# Film Four



## Stephen O'Donne (Feb 19, 2002)

When Can I expect Film Four to appear on the guide data for freeview?

Doesit appear on the day of start of transmission or will there be a few days of run in?


----------



## mrluk (Nov 23, 2003)

This was just the quesetion I was going to post. In the past I think Tivo sent a message about the change in the lineup a good week before the channel when live. 

My freeview box is alread trailing Film4 and the films it will be showing but my Tivo has so far even acknowledged that the channel exists. This morning I got a "Change in the Lineup" message but sadly it was about a Virgin Radio station not Film 4.

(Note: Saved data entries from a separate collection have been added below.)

PR #832, opened 2024-06-17
Add support to disable domain on schedule

iliajie:
Hello Jamie!

There have been a few requests in the past for the ability to disable a virtual server on a simple schedule. I have finally decided to implement this feature. The old Virtualmin Disable module is obsolete and overkill, requiring the installation of the `at` command. This PR implements the feature in a straightforward and simple way.

Please have a look:

image

image


jcameron:
This is an intersting feature, but I think it shouldn't go on the Edit Virtual Server page. Instead it should be either an extra menu item under Disable and Delete, or a new button on the Disable page..

iliajie:
> This is an intersting feature, but I think it shouldn't go on the Edit Virtual Server page. Instead it should be either an extra menu item under Disable and Delete, or a new button on the Disable page..

Well, the point was not to make it a separate link in the menu as it would involve a lot of additional complexity with access and limits.

Having it on the Disable Domain page makes sense, but it also makes it easy to forget when domains are created for development purposes, forcing to setup disable schedule with an additional step.

However, as I think about it now, it would also make sense to add an extra config option to set it automatically at server creation time. Then, having it factored out to the Disable Domain page would be easier, and won't require taking an additional step.

But still, what if a master admin wants to have different domains configured differently? Either way, it seems to add an additional step.

So, maybe having it under the Edit Virtual Server page is fine? It's a tiny and compact feature that won't add any complexity?

jcameron:
No I really disagree strongly that it should go on Edit Virtual Server. We already have a page specifically for disabling domains, and so any new feature to disable on schedule should go there.

iliajie:
Alright, I will move it to Disable Domain page..

iliajie:
This time, I approached the problem with proper design considerations in mind.

I moved the functionality to the **Disable Virtual Server** page and added an option to the templates. If an admin wants a domain to be automatically disabled after creation in a certain amount of time, they just need to create a template with this option enabled.

Here are some screenshots for clarity:

image

image

image

Jamie, please review!

marclaporte:
> If an admin wants a domain to be automatically disabled after creation in a certain amount of time, they just need to create a template with this option enabled

This is great!!

jcameron:
> If an admin wants a domain to be automatically disabled after creation in a certain amount of time, they just need to create a template with this option enabled

Fun fact - this kind of feature was responsible for this outage https://arstechnica.com/gadgets/2024/05/google-cloud-accidentally-nukes-customer-account-causes-two-weeks-of-downtime/

disable-domain.pl
```diff
@@ -75,29 +86,72 @@ package virtual_server;
 $d->{'disabled'} && &usage("Virtual server $domain is already disabled");
 @doms = ( $d );
 
-# If disabling sub-servers, find them too
-if ($subservers && !$d->{'parent'}) {
-	foreach my $sd (&get_domain_by("parent", $d->{'id'})) {
-		if (!$sd->{'disabled'}) {
-			push(@doms, $sd);
+if ($scheduled) {
+	if ($schedule eq "show") {
```
jcameron, line 90: There's no need for this functionality here, instead include the scheduled disable time in `list-domains` output

marclaporte:
> this kind of feature was responsible for this outage

We plan to stick to only disabling sites automatically. Any deletions will require a manual review.

marclaporte:
And I trust that Virtualmin remote backups are write-only? So even if we delete a Virtualmin Virtual Server, the backups persist on AWS, etc.?

disable-domain.pl
iliajie: > There's no need for this functionality here, instead include the scheduled disable time in `list-domains` output

Alright, that was removed and I have already added it to `list-domains`.

virtual-server-lib-funcs.pl
```diff
@@ -8924,6 +8930,32 @@ sub call_feature_delete
...
+		$_->{'disabled_auto'} <= time() } &list_domains()) {
+	next if ($d->{'protected'});
+	&push_all_print();
+	&set_all_null_print();
+	&lock_domain($d);
+	eval {
+		local $main::error_must_die = 1;
+		my $disabled_auto = &make_date($d->{'disabled_auto'});
+		&disable_virtual_server($d, 'schedule',
+			&text('disable_autodisabledone', $disabled_auto));
```
jcameron, line 8949: Shouldn't we clear disabled_auto once the disable is done?

virtual-server-lib-funcs.pl
```diff
@@ -8924,6 +8930,32 @@ sub call_feature_delete
 	}
 }
 
+# disable_scheduled_virtual_servers()
+# Disables all scheduled virtual servers that are due to be disabled
+sub disable_scheduled_virtual_servers
+{
+foreach my $d (grep {
+		!$_->{'disabled'} && $_->{'disabled_auto'} &&
+		$_->{'disabled_auto'} =~ /(\d{10,})/ &&
```
jcameron, line 8939: Why would this ever be set to something that's not a number?

disable_domain.cgi
```diff
@@ -8,88 +8,180 @@ $d = &get_domain($in{'dom'});
...
+		my @tabs = ( [ "disable", $text{'disable_domain'},
+				$prog."disable" ],
+			  [ "schedule", $text{'disable_domain_sched'},
+				$prog."schedule" ],
+			);
+		print &ui_tabs_start(\@tabs, "mode", $in{'mode'} || "disable", 1);
 
-&ui_print_footer(&domain_footer_link($d),
-	"", $text{'index_return'});
+		# Details of current cert
```
jcameron, line 113: cert?

virtual-server-lib-funcs.pl
iliajie: Yes, and we do, in `disable_virtual_server` and `enable_virtual_server` since those save the domain.

virtual-server-lib-funcs.pl
iliajie: This is a fail-safe measure to ensure that the value is a timestamp and nothing else, in case it was manually set to something else by the user.

disable_domain.cgi
iliajie: It accidentally ended up here as I copied and pasted the tabs API from the `cert_form.cgi` file.

virtual-server-lib-funcs.pl
jcameron: Where could the user set it to something else though? Presumably we check for a valid input in `disable-domain.pl`

I don't think there's a lot of value in doing these kinds of internal checks of Virtualmin's own data, because if we can't trust it then there are hundreds of places it could go wrong.

virtual-server-lib-funcs.pl
jcameron: Oh cool, thanks!

jcameron:
> And I trust that Virtualmin remote backups are write-only? So even if we delete a Virtualmin Virtual Server, the backups persist on AWS, etc.?

@marclaporte yes, deleting a domain does NOT delete it's backups! Then would only be removed if you setup purging of old backups, or over-write an existing one.

virtual-server-lib-funcs.pl
iliajie: > Where could the user set it to something else though? Presumably we check for a valid input in `disable-domain.pl`
> 
> I don't think there's a lot of value in doing these kinds of internal checks of Virtualmin's own data, because if we can't trust it then there are hundreds of places it could go wrong.

It would only be possible if a user sets it manually by editing domain config file. I don't see how it could be done otherwise (by Virtualmin).

Code like `$_->{'disabled_auto'} =~ /(\d{10,})/` emphasizes that this string is expected to be a timestamp. I don't think it's bad in any way; it just makes the code easier to understand.


> I don't think there's a lot of value in doing these kinds of internal checks of Virtualmin's own data, because if we can't trust it then there are hundreds of places it could go wrong.

Agreed!

jcameron: I mean it's not bad, but I find that unnecessary code is confusing because it makes future readers wonder why this check is needed..

iliajie: > I mean it's not bad, but I find that unnecessary code

This code isn't unnecessary _potentially_  speaking, as it could minimize the chance of having a bug, as mentioned in the Google article you linked earlier.  :--)

> it makes future readers wonder why this check is needed..

I understand your point &mdash; this code isn't there to cover some unexpected behavior on Virtualmin's side if this is your initial concern. On the contrary, having a check for a number of 10 or more digits explicitly clarifies what this code does.

jcameron: Seriously, I think it's best to just remove it. If I was a new programmer on the project and saw that code, I would tear my hair out wondering situation what this check is validating for.

iliajie: > If I was a new programmer on the project and saw that code, I would tear my hair out

LOL! They would have torn their hair out anyway!



> Seriously, I think it's best to just remove it. We certainly can't protect against all possible random edits to domains files!

I could, but I'd rather not. What if something goes wrong and the system's date and time resets to January 1, 1970, 12:00:00 &mdash; it's always best to do sanity check, in particular when we're going to list and then disable all domains.

A new user will Google it. This isn't the most complicated code around the project ..

Is this code really that big of a problem that we're spending so much time on it?

jcameron: Sure this line isn't that important on it's own, but I'm trying to set general principles for the overall Webmin codebase to keep it clean and maintainable.  The point I'm trying to make is that every line of code is a *liability* not an asset, and so we should never write code that is unnecessary. That means that checks for impossible conditions shouldn't be added unless the outcome is catastrophic..

iliajie: > Sure this line isn't that important on it's own, but I'm trying to set general principles for the overall Webmin codebase to keep it clean and maintainable.

This is very well understood, and I share the same principles!



> Sure this line isn't that important on it's own, but I'm trying to set general principles for the overall Webmin codebase to keep it clean and maintainable. The point I'm trying to make is that every line of code is a _liability_ not an asset, and so we should never write code that is unnecessary.

Yes, I perfectly agree!

> That means that checks for impossible conditions shouldn't be added unless the outcome is catastrophic..

This particular case represents a catastrophic outcome if things go wrong. I don't want to leave any chance for this to happen, which is why I added this check in the first place. As we don't use warnings for this library and don't need support for timestamps after November 20, 2286 (what if we do?), I have simplified the code a bit. However, there's no guarantee that we will make it past January 19, 2038 anyways ..  :--)

jcameron: What if we just checked that `disabled_auto` was non-empty? That would cover by far the most common failure case of the field not being set..

iliajie: > What if we just checked that `disabled_auto` was non-empty?

As I previously explained, that could be potentially fragile. I don't want it. I want the check to be explicitly performed for a timestamp.

jcameron: Can we at least extract this out into a function called `is_timestamp` then, which checks if it's a reasonable number? That will be easier to read.

iliajie: > Can we at least extract this out into a function called `is_timestamp` then, which checks if it's a reasonable number? That will be easier to read.

Yes, this is an excellent idea! Implemented here https://github.com/virtualmin/virtualmin-gpl/pull/832/commits/a17bbb9634ce1f12609b2ca2cb82c6b68197ecfc.

Thanks!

Have others now got Film4 or are we all waiting?


----------



## AMc (Mar 22, 2002)

FWIW and that's not much I got my TeleWest bill charging me £6 for FilmFour 19th July to 18th August. But the FilmFour website says it will be free in 5 days....
Listings here BTW
http://www.channel4.com/listings/F4/index.jsp?offset=0&position=0&startHour=17


----------



## cwaring (Feb 12, 2002)

I assume you'll get a pro-rata rebate next month. Don't forget that TW. etc always bill a month in advance, and the system probably can't handle part-months


----------



## Benedict (Jun 8, 2002)

AMc said:


> FWIW and that's not much I got my TeleWest bill charging me £6 for FilmFour 19th July to 18th August. But the FilmFour website says it will be free in 5 days....


And the subscription services ceases broadcasting today.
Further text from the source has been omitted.